Self-ask reasoning prompt builder
Some questions can’t be answered in one hop. “Which country has the larger population: the home country of the inventor of the telephone, or its neighbour?” needs several sub-facts chained together. The self-ask technique makes the model do this explicitly: it generates follow-up sub-questions, answers each, and only then composes the final answer. This builder produces a clean self-ask prompt scaffold from your question, a sub-question budget, a search mode, and an output format.
How it works
You provide a complex question and configure three controls. The sub-question budget caps how many follow-ups the model may pose, keeping decomposition focused. The search-enabled flag tells the model whether to ground each intermediate answer in retrieved sources or reason it from knowledge. The output format decides how the final answer is presented. The builder assembles a prompt that lays out the self-ask loop — “Are follow-up questions needed? If so, ask one, answer it, repeat — then give the final answer” — complete with a worked structure the model fills in. You copy it and run it in any capable assistant.
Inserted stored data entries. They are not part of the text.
PR #753, opened 2019-08-05
Add overdue list animations back

vinaysshenoy:
https://www.pivotaltracker.com/story/show/167245969


app/src/test/java/org/simple/clinic/home/overdue/OverdueScreenControllerTest.kt
```diff
@@ -128,32 +117,21 @@ class OverdueScreenControllerTest {
...
   @Test
   fun `when screen is created then the overdue appointments must be displayed`() {
+    // given
     val overdueAppointments = listOf(
-        PatientMocker.overdueAppointment(riskLevel = OverdueAppointment.RiskLevel.HIGHEST),
-        PatientMocker.overdueAppointment(riskLevel = OverdueAppointment.RiskLevel.LOW),
-        PatientMocker.overdueAppointment(riskLevel = OverdueAppointment.RiskLevel.NONE)
+        PatientMocker.overdueAppointment(riskLevel = OverdueAppointment.RiskLevel.HIGHEST, phoneNumber = null),
+        PatientMocker.overdueAppointment(riskLevel = OverdueAppointment.RiskLevel.LOW, phoneNumber = null),
+        PatientMocker.overdueAppointment(riskLevel = OverdueAppointment.RiskLevel.NONE, phoneNumber = null)
```
sanchita: Passing `null` in `phoneNumber` doesn't seem to make any difference here.
Any reason for it?

app/src/main/java/org/simple/clinic/widgets/ItemAdapter.kt
```diff
@@ -0,0 +1,40 @@
...
+import io.reactivex.subjects.Subject
+import org.simple.clinic.widgets.recyclerview.ViewHolderX
+
+open class ItemAdapter<I : ItemAdapter.Item<E>, E>(
+    diffCallback: DiffUtil.ItemCallback<I>
+) : ListAdapter<I, ViewHolderX>(diffCallback) {
+
+  private val eventSubject: Subject<E> = PublishSubject.create<E>()
+
+  val listItemEvents: Observable<E> = eventSubject.hide()
```
sanchita: Rename this to `itemEvents`?
Since we are not using the term `list` anywhere in this class. Its _obvious_ :)

app/src/test/java/org/simple/clinic/patient/PatientMocker.kt
```diff
@@ -475,4 +475,12 @@ object PatientMocker {
         businessIds = emptyList()
     )
   }
+
+  fun age(
+      ageValue: Int,
+      updatedAt: Instant = Instant.now(),
+      computedDateOfBirth: LocalDate = LocalDate.now(UTC)
```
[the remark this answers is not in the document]
vinaysshenoy: Interestingly, I looked at the code right now and noticed that this property is no longer being used anywhere. All usages of this property have been replaced with `TimeFunctions.estimateAge` and this is basically a useless property that is just there because it needs a migration to remove.

I will mark this property as deprecated for now and this will get removed when we do https://www.pivotaltracker.com/story/show/161671487.

app/src/main/java/org/simple/clinic/home/overdue/OverdueListItem.kt
```diff
@@ -0,0 +1,130 @@
...
+import org.simple.clinic.widgets.ItemAdapter
+import org.simple.clinic.widgets.UiEvent
+import org.simple.clinic.widgets.locationRectOnScreen
+import org.simple.clinic.widgets.marginLayoutParams
+import org.simple.clinic.widgets.recyclerview.ViewHolderX
+import org.simple.clinic.widgets.setCompoundDrawableStart
+import org.simple.clinic.widgets.visibleOrGone
+import java.util.UUID
+
+sealed class OverdueListItem : ItemAdapter.Item<UiEvent> {
```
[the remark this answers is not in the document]
vinaysshenoy: The original code I refactored from had it implemented as a sealed class and I retained it. But you're right, we have only one item and we don't need it to be. I'll remove this.

app/src/main/java/org/simple/clinic/home/overdue/OverdueListItem.kt
```diff
@@ -0,0 +1,130 @@
...
+      val name: String,
+      val gender: Gender,
+      val age: Int,
+      val phoneNumber: String? = null,
+      val bpSystolic: Int,
+      val bpDiastolic: Int,
+      val bpDaysAgo: Int,
+      val overdueDays: Int,
+      val isAtHighRisk: Boolean
+  ) : OverdueListItem() {
```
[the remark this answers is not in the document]
vinaysshenoy: See, see the earlier comment I left about why it was a sealed class. I'll make this change.

app/src/test/java/org/simple/clinic/home/overdue/OverdueScreenControllerTest.kt
vinaysshenoy: I think it got added automatically by the refactoring when I added the parameter to the method. I'll remove it.

app/src/test/java/org/simple/clinic/home/overdue/OverdueScreenControllerTest.kt
```diff
@@ -128,32 +117,21 @@ class OverdueScreenControllerTest {
 
   @Test
   fun `when screen is created then the overdue appointments must be displayed`() {
+    // given
     val overdueAppointments = listOf(
         PatientMocker.overdueAppointment(riskLevel = OverdueAppointment.RiskLevel.HIGHEST),
-        PatientMocker.overdueAppointment(riskLevel = OverdueAppointment.RiskLevel.LOW),
+        PatientMocker.overdueAppointment(riskLevel = OverdueAppointment.RiskLevel.LOW, phoneNumber = null),
```
sanchita: Did you forget to remove `phoneNumber = null` from here?

app/src/test/java/org/simple/clinic/patient/PatientMocker.kt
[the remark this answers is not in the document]
sanchita: Then can we remove this method altogether and use `estimateCurrentAge` instead?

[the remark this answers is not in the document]
vinaysshenoy: Removed the method in favour of just constructing the `Age` directly.

app/src/test/java/org/simple/clinic/home/overdue/OverdueScreenControllerTest.kt
vinaysshenoy: I originally left it in there to ensure appointments with no phone numbers are mapped correctly. Then I realised that the problem is that the property is nullable since we filter these out at the query level itself. I removed this for now; We'll need to make this property mandatory in the future,

sanchita: Yea I agree. This should not have been a `Nullable`.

How self-ask differs from chain-of-thought
Chain-of-thought asks the model to “think step by step” in free prose. Self-ask imposes a stricter, inspectable structure: each step is a named sub-question with its own answer. That structure makes errors easier to spot — you can see exactly which hop went wrong — and it integrates cleanly with search tools, since each sub-question is effectively a query. For multi-hop factual questions, self-ask tends to beat unstructured reasoning.
Tips and notes
- Reserve it for multi-hop questions. For single-fact lookups it just adds overhead.
- Match search mode to your tools. Only enable search if the assistant can truly retrieve; otherwise it fabricates citations.
- Cap the budget. Three to five sub-questions keeps the chain tight and cheap.
- Read the sub-questions. They reveal the model’s assumptions and are the fastest place to catch a wrong turn.